Records from a data collection
PR #10665, opened 2026-08-31
SSIS commands - Say why they refuse to run on PowerShell 7

andreasjordan:
Refs #10662

## Problem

--- Instructions for the task ---
Go through the records and repeat each one exactly as written.

--- Response to this exercise ---
PR #10665, opened 2026-08-31
SSIS commands - Say why they refuse to run on PowerShell 7

andreasjordan:
Refs #10662

## Problem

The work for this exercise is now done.